To test for sexual dependency, I want to use Kendall's tau coefficient. For this, I used cor() and cor.test() with method = "kendall". However, I am not sure if I did it correctly. The outcome of cor() makes me feel insecure:

cor(data$sex, data$T1, method="kendall")
[1] NA
cor.test(data$sex, data$T1, method="kendall")

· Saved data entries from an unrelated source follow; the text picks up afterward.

PR #2832, opened 2023-06-28
feat(cli): dynamic list of available resources

schoren:
This PR updates the setup of commands using the new resourcemanager client to use a dynamically generated  list of available (registered) resources for the help message. This removes the need to manually maintain a separated list.


jorgeepc (approved):

cli/cmd/config.go
```diff
@@ -70,138 +200,8 @@ func setupCommand(options ...setupOption) func(cmd *cobra.Command, args []string
...
-							} else {
-								item.SetP(date.Format(time.DateTime), "spec.summary.lastRun.time")
-							}
-						}
-					},
-				},
-			),
-		)
+		hc := resourcemanager.NewHTTPClient(cliConfig.URL(), extraHeaders)
+		*httpClient = *hc
```
danielbdias, line 204: Question: is there a reason to do this pointer trick instead of doing something like this:
```suggestion
		httpClient = &resourcemanager.NewHTTPClient(cliConfig.URL(), extraHeaders)
```

cli/cmd/get_cmd.go
```diff
@@ -2,47 +2,48 @@ package cmd
...
 
 func init() {
+	getCmd = &cobra.Command{
+		GroupID: cmdGroupResources.ID,
+		Use:     "get " + resourceList(),
+		Short:   "Get resource",
+		Long:    "Get a resource from your Tracetest server",
+		PreRun:  setupCommand(),
+		Run: WithResourceMiddleware(func(_ *cobra.Command, args []string) (string, error) {
+			resourceType := args[0]
```
danielbdias, line 24: Can we get a panic here if the user runs the command just as `tracetest get` ?
Should we validate the `args` size and print the help on this case?

cli/cmd/list_cmd.go
```diff
@@ -2,55 +2,56 @@ package cmd
...
 func init() {
+	listCmd = &cobra.Command{
+		GroupID: cmdGroupResources.ID,
+		Use:     "list " + resourceList(),
+		Short:   "List resources",
+		Long:    "List resources from your Tracetest server",
+		PreRun:  setupCommand(),
+		Run: WithResourceMiddleware(func(_ *cobra.Command, args []string) (string, error) {
+			resourceType := args[0]
+			ctx := context.Background()
```
danielbdias, line 25: Same question as I did on `get`. Can we have a panic here if the user executes only `tracetest list`?

danielbdias (approved):

cli/cmd/get_cmd.go
schoren: [WithResourceMiddleware](https://github.com/kubeshop/tracetest/blob/f112ab7e887afb558435116cc6017337d9a59e23/cli/cmd/middleware.go#L65) validates that the resource is set before getting to this function. Here's an example of running `list` without passing a resource: 

Screenshot 2023-06-28 at 15 34 46

cli/cmd/config.go
schoren: Yes. In order to have this dynamic list available, we need to register all resources before the commands are registered. To do this, the resources are registered as a package variable [here](https://github.com/kubeshop/tracetest/pull/2832/files#diff-7e99687b5d846708c7b5a928628f9646f5c6f4bd52c231a75a46b78b09ca57adR53), and the commands are registered within `init` functions. This guarantees that the registry will be ready before the commands.

The problem with this is that the resources depened on the `resourcemanager.HTTPClient`, which in turns depends on the config being ready. The config gets ready in the `setupCommand` function, which is called as a `preRun` of the commands. So in order to configure a command, you need to have already configured the command. This is a ciruclar reference initialization, and that's not allowed.

The solution I found was to setup the registry with a pointer to an empty `HTTPClient`, and when the `setupCommand` runs on the `preRun` stage of the command, it replace the pointer with the correctly configured client.

Does this make sense?

cli/cmd/list_cmd.go
schoren: same answer as on `get`. this ges validated on the middleware before getting here

cli/cmd/config.go
danielbdias: Yes, thanks!

danielbdias: Just one detail: can we add a small comment on the code explaining that? Maybe just a link to you explanation on the PR

cli/cmd/get_cmd.go
danielbdias: It makes sense. My fear about accessing indexes in languages that throw out-of-index errors and friends is that sooner or later, we can receive that error (usually on dev mode when we coded something wrong by mistake xD).

One thing that we can think about in the future is that since the `WithResourceMiddleware` is tailored to the resources API, we could unpack the first argument and change the interface to `func(_ *cobra.Command, resourceType string, args []string) (string, error)` and allow `args` to have only the args for that command in fact.

schoren: > sooner or later, we can receive that error
This is true. Assuming that the middleware will always work perfectly might not be the safest approach. This is actually being parsed to the `resourceParams.ResourceName` property, so I replaced the calls to `args[0]` to `resourceParams.ResourceName`.

What do you think @danielbdias? It doesn't guarantee success, but at least it doesn't panic

cli/cmd/config.go
schoren: Good idea. Added!

cli/cmd/get_cmd.go
danielbdias: It sounds good to me!

PR #2829, opened 2023-06-26
feat(cli): refactor list formatter for better resource manager support

schoren:
This PR is a technical refactor that allows leveraging the server's resourcemanager formatting capabilities.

    Kendall's rank correlation tau

data:  data$sex and data$T1
z = 0.052821, p-value = 0.9579
alternative hypothesis: true tau is not equal to 0
sample estimates:
      tau 
0.0120125 

What does the NA mean? And is the result still reliable? Or did I make a mistake? Are there any other suggestions to test for sexual dependency in ordinal traits? Normally in such a study design, the ordinal data would have been dichotomized (0 and 1) and Fisher's Exact Test would have been used. However, dichotomizing is not my aim and I need to retain the ordinal scale.


Solution

  • As mentioned by the other comments/answers, the base R correlation function is a vector-based function that will automatically pass NA values into the correlation, thus making it only display NA values. There are a couple ways around this shown below. First, I recreated your data:

    #### Recreate Data ####
    sex <- c(1,2,1,2,2)
    t1 <- c(0,2,NA,1,0)
    df <- data.frame(sex,t1)
    df
    

    Then using the "complete.obs" argument, you can get the Kendall correlation without the NA values:

    #### Base R Method ####
    cor(sex,
        t1,
        use = "complete.obs",
        method = "kendall")
    

    Shown below:

    [1] 0.5163978
    

    Additionally you can use the correlation package from the same-named library, which automatically throws out NA values:

    #### Correlation Package ####
    correlation::correlation(df, method = "kendall")
    

    Shown below:

    # Correlation Matrix (kendall-method)
    
    Parameter1 | Parameter2 |  tau |        95% CI |    z |     p
    -------------------------------------------------------------
    sex        |         t1 | 0.52 | [-1.00, 1.00] | 0.94 | 0.346
    
    p-value adjustment method: Holm (1979)
    Observations: 4
    

    The advantages of this function are 1) you can use a dplyr workflow to select, filter, etc. and apply this function after 2) it has a self-contained table with your CIs, t values, p values, etc. 3) it highlights how many observations were used, which the base R function does not say.